#### TASK STATEMENT:
The required output is the line that contains "StatusPort int // client port for PD" plus every line after it in the listing below, copied exactly as it appears.

******

PR #1327, opened 2021-04-23
telemetry: fix tememetry data and update reported fields

AstroProfundis:
- Fix wrong "cluster UUID" used for telemetry reports for clusters, use hashed cluster name instead
- Add "installation UUID" of the tiup instance to identify unique users
- Add "telemetry secret" to use as salt when hashing field values before uploading telemetry info
- Include tiup and tiup-cluster build info in the telemetry report
- Hash more critical field values, hash everything with the "telemetry secret" as salt so that same values used by different users produces different hashes

### Check List 

Tests 

 - Unit test

Code changes

 - Has persistent data change

Side effects

 - Increased code complexity

Related changes

Release notes:

```release-note
telemetry: fix tememetry data and update reported fields
```


pkg/telemetry/report.proto
```diff
@@ -4,16 +4,18 @@ package telemetry;
 import "gogoproto/gogo.proto";
 
 message Report {
```
lucklove, line 6: It's not a good practice to modify existed field in protobuf. 
Make sure it's compatible with old servers/clients.

pkg/telemetry/scrub.go
```diff
@@ -58,27 +73,37 @@ func scrupMap(val interface{}, hashFieldNames map[string]struct{}, hash bool) in
...
+				scrupMap(rv.Index(i).Interface(), hashFieldNames, omitFieldNames, hash, omit, salt))
 		}
 		return ret
-	}
-
-	if rv.Kind() == reflect.String {
+	case reflect.Map,
+		reflect.Struct,
+		reflect.Interface:
+		return scrupMap(val, hashFieldNames, omitFieldNames, hash, omit, salt)
```
lucklove, line 95: Dead recursive

pkg/telemetry/report.proto
AstroProfundis: We didin't use protobuf at all, it was only used to generate the structs definitions, and the actual data send to telemetry server is using `json.Marshal()` with those structs.

PR #1556, opened 2021-09-15
remove TIUP_WORK_DIR

nexustar:

it is unnecessary to set TIUP_WORK_DIR

remove it

### Check List 

Tests 

 - Unit test
 - Integration test
 - No code

Code changes

 - Has persistent data change

Side effects

 - Increased code complexity

Related changes

Release notes:

```release-note
NONE
```


AstroProfundis (approved):
This would be a breaking change that require upgrade of at least `playground` alone with `tiup` itself together.

PR #1593, opened 2021-10-21
playground: ensure unique sockets

dveeden:

Setting `socket = "/tmp/tidb.sock"` in `tidb.toml` and then running `tiup playground --db 2 --db.config tidb.toml` causes issues as the socket path needs to be unique per instance. With https://github.com/pingcap/tidb/pull/28486 this might also cause issues with the default config.

### Check List 

Tests 

Release notes:

```release-note
A unique socket file is set for each TiDB instance
```

### DIFF
--- a/components/playground/instance/instance.go
+++ b/components/playground/instance/instance.go
@@ -39,6 +39,7 @@ type instance struct {
 	StatusPort int // client port for PD
 	ConfigPath string
 	BinPath    string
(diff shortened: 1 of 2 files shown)


dveeden:
@morgo

dveeden:
As https://github.com/pingcap/tidb/pull/29332 is merged this is not needed anymore.

PR #1596, opened 2021-10-25
support rendering template when set "--local" option

makocchi-git:
`tiup cluster template` prints example yaml file.
I think that it is more useful if users can specify global values or servers in topology.yaml.
This PR enables generating sample topology.yaml with specify variables.

When set `--local`, it renders a template with some overridden variables such as `global.user`, `global.group`, etc by setting `--user`, `--group` and so on together.

This is sample output:
```bash
$ tiup cluster template --local --user ubuntu
...
global:
  # # The OS user who runs the tidb cluster.
  user: "ubuntu"
...

=======

$ tiup cluster template --local --user ubuntu --pd-servers 127.0.0.1,127.0.0.2
...
global:
  # # The OS user who runs the tidb cluster.
  user: "ubuntu"
...
pd_servers:
  - host: 127.0.0.1
  - host: 127.0.0.2
...
```

And also support `tiup dm template --local`.

```bash
$ tiup dm template --local --user ubuntu
...
global:
  # # The OS user who runs the tidb cluster.
  user: "ubuntu"
...

=======

$ tiup dm template --local --user ubuntu --master-servers m1,m2,m3
...
global:
  # # The OS user who runs the tidb cluster.
  user: "ubuntu"
...
master_servers:
  - host: m1
  - host: m2
  - host: m3
...
```

### Check List 

Tests 

 - Unit test
 - Integration test
 - No code

Code changes

 - Has persistent data change

Side effects

 - Increased code complexity

Related changes

Release notes:

```release-note
Support rendering example topology.yaml with specifying variables.
```


makocchi-git:
Sorry. I fixed ioutil package.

******

#### SOLUTION:
 	StatusPort int // client port for PD
 	ConfigPath string
 	BinPath    string
(diff shortened: 1 of 2 files shown)


dveeden:
@morgo

dveeden:
As https://github.com/pingcap/tidb/pull/29332 is merged this is not needed anymore.

PR #1596, opened 2021-10-25
support rendering template when set "--local" option

makocchi-git:
`tiup cluster template` prints example yaml file.
I think that it is more useful if users can specify global values or servers in topology.yaml.
This PR enables generating sample topology.yaml with specify variables.

When set `--local`, it renders a template with some overridden variables such as `global.user`, `global.group`, etc by setting `--user`, `--group` and so on together.

This is sample output:
```bash
$ tiup cluster template --local --user ubuntu
...
global:
  # # The OS user who runs the tidb cluster.
  user: "ubuntu"
...

=======

$ tiup cluster template --local --user ubuntu --pd-servers 127.0.0.1,127.0.0.2
...
global:
  # # The OS user who runs the tidb cluster.
  user: "ubuntu"
...
pd_servers:
  - host: 127.0.0.1
  - host: 127.0.0.2
...
```

And also support `tiup dm template --local`.

```bash
$ tiup dm template --local --user ubuntu
...
global:
  # # The OS user who runs the tidb cluster.
  user: "ubuntu"
...

=======

$ tiup dm template --local --user ubuntu --master-servers m1,m2,m3
...
global:
  # # The OS user who runs the tidb cluster.
  user: "ubuntu"
...
master_servers:
  - host: m1
  - host: m2
  - host: m3
...
```

### Check List 

Tests 

 - Unit test
 - Integration test
 - No code

Code changes

 - Has persistent data change

Side effects

 - Increased code complexity

Related changes

Release notes:

```release-note
Support rendering example topology.yaml with specifying variables.
```


makocchi-git:
Sorry. I fixed ioutil package.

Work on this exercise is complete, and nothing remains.